#### [What is needed]
Go through the data line by line. Copy each one holding the string "when".
··· Material provided
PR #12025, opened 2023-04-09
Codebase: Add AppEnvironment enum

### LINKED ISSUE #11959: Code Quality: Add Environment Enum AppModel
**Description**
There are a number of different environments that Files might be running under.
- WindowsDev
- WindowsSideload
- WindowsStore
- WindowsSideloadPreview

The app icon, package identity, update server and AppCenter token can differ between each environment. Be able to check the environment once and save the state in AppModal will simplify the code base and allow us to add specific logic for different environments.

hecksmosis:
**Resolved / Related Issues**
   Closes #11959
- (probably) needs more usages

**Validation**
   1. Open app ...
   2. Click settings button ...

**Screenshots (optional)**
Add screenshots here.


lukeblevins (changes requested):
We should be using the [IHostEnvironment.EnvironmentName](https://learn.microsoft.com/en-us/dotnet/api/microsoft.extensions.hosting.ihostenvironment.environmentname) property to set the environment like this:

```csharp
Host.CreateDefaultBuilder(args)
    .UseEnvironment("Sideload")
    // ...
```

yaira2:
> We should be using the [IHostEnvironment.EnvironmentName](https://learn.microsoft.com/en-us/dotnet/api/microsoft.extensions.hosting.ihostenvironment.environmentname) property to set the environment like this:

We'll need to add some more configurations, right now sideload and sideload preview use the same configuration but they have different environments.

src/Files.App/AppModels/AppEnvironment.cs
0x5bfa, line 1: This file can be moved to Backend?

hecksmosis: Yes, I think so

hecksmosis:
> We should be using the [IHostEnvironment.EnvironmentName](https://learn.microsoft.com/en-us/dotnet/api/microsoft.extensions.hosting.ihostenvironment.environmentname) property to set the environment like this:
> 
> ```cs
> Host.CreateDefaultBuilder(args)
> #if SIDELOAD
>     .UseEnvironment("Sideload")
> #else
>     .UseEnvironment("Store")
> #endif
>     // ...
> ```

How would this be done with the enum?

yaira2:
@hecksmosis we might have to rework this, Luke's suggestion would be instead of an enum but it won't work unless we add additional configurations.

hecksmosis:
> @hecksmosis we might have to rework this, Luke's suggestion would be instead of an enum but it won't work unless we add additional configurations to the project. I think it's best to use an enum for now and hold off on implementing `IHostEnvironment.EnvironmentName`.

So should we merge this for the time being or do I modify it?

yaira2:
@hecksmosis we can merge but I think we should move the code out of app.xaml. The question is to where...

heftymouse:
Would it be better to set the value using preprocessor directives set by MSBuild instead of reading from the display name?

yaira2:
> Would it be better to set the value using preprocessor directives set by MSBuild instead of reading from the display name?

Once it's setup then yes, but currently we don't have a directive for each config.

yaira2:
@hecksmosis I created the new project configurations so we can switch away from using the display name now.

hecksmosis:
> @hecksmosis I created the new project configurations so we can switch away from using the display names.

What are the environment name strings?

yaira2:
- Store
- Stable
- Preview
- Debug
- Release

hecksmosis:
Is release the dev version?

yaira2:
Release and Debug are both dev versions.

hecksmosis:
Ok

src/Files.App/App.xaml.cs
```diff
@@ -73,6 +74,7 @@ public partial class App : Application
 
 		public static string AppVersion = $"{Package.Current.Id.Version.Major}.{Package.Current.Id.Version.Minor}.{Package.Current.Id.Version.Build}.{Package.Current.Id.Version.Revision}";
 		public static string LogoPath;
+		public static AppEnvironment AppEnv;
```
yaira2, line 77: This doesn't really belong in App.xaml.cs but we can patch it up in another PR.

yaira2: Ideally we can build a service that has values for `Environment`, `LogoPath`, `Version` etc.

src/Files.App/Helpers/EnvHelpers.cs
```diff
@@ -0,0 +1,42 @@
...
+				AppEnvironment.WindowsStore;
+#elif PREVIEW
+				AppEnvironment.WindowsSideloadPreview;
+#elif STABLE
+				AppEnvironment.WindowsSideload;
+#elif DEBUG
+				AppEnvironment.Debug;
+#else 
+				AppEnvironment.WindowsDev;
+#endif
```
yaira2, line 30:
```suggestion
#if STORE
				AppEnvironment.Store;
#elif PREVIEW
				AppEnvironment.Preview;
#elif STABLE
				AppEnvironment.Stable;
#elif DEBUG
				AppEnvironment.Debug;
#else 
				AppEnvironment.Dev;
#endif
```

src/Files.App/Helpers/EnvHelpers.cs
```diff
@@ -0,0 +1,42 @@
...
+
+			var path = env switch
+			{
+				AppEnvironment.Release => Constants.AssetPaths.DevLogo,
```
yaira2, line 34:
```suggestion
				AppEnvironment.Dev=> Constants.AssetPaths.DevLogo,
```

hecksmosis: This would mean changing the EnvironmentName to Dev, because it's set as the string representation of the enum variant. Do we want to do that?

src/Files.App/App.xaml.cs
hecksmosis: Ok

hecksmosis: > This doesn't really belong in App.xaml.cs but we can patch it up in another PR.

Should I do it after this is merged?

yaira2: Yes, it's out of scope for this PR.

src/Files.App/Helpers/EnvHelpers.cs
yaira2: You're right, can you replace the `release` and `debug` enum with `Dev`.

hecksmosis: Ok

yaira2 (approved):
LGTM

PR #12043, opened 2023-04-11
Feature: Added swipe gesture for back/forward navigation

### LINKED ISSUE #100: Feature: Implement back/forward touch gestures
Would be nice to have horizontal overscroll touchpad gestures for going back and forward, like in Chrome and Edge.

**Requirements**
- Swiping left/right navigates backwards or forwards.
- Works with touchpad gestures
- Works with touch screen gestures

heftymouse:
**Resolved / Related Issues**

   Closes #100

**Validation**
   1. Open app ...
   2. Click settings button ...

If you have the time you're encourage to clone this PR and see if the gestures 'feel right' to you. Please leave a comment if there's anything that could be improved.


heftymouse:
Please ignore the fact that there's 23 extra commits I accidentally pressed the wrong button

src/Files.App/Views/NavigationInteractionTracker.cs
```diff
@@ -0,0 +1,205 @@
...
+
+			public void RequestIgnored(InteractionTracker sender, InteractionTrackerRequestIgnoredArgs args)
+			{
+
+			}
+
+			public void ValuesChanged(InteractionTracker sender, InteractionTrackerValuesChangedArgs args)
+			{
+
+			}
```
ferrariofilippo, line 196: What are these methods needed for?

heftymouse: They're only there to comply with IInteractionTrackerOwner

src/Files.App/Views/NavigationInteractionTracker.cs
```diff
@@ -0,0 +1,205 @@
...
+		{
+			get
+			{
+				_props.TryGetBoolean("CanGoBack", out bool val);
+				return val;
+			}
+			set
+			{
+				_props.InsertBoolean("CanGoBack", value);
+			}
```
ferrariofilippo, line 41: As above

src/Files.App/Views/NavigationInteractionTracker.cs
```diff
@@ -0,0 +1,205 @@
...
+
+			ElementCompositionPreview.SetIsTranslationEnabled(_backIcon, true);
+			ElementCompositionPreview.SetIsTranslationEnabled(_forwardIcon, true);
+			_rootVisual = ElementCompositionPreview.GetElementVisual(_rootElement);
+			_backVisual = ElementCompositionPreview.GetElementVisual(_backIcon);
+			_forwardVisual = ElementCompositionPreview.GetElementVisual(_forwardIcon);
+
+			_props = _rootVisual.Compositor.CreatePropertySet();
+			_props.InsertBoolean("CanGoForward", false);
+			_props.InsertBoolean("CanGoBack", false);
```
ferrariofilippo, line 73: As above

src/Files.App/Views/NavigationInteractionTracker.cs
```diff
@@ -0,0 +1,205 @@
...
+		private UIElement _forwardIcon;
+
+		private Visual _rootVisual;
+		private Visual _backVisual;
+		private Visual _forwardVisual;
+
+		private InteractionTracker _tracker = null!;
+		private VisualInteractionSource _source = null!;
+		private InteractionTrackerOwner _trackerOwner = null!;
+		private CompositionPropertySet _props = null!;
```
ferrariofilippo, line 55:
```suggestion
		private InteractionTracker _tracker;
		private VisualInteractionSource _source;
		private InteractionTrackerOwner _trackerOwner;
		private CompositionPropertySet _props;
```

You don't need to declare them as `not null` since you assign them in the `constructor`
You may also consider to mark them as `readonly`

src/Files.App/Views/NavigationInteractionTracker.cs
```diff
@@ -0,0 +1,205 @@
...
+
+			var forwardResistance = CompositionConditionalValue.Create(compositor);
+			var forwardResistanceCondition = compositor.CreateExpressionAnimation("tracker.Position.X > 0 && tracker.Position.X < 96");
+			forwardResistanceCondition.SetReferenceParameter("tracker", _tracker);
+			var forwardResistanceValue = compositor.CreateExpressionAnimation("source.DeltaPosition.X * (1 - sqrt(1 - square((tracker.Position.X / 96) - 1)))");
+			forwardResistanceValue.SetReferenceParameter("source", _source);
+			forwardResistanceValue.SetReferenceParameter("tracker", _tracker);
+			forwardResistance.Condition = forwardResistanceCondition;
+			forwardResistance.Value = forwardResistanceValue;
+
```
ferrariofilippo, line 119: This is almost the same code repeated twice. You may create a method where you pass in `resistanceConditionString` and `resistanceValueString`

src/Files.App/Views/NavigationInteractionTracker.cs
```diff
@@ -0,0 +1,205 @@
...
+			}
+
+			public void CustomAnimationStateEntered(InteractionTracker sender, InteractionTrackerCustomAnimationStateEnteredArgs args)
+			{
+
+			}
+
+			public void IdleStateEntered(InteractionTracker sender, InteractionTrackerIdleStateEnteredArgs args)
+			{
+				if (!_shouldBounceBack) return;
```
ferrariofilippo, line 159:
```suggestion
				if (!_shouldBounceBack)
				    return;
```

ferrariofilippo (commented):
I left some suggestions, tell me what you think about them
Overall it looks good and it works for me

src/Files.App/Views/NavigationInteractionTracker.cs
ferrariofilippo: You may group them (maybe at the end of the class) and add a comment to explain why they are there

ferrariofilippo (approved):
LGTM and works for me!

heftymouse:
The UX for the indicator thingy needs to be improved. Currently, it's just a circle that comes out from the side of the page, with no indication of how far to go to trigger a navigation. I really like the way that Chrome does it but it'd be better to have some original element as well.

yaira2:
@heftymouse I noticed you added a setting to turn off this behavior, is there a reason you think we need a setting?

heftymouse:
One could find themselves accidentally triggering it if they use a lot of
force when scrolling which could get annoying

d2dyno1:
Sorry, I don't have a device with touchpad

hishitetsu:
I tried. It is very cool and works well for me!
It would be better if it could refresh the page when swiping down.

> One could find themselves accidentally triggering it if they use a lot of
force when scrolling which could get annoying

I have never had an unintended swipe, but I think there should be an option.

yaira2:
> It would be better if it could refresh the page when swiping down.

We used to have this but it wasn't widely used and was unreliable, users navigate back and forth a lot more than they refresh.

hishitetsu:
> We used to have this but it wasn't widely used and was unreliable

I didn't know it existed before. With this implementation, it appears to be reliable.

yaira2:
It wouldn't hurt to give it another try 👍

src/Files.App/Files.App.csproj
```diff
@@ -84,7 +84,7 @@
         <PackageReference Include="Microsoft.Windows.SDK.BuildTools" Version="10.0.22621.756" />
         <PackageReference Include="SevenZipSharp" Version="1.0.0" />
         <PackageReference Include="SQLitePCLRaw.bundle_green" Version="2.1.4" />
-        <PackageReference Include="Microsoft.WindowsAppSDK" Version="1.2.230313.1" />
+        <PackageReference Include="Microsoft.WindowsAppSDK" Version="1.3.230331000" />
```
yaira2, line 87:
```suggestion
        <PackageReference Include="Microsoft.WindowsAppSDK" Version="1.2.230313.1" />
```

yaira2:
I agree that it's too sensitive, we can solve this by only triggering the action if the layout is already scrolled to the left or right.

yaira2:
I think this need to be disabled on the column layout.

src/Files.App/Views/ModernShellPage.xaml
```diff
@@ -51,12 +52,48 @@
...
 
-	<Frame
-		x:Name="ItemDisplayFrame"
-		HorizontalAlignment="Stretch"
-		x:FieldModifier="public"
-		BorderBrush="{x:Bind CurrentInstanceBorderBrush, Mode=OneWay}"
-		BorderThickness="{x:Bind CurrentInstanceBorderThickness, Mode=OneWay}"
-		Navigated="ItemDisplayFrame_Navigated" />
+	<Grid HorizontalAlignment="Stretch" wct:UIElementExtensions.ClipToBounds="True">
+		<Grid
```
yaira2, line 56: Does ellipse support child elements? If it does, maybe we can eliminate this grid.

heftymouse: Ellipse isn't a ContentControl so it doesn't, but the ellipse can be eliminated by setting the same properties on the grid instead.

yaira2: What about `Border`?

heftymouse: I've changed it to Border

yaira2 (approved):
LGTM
······
#### [Answer below]
force when scrolling which could get annoying
It would be better if it could refresh the page when swiping down.
force when scrolling which could get annoying
> It would be better if it could refresh the page when swiping down.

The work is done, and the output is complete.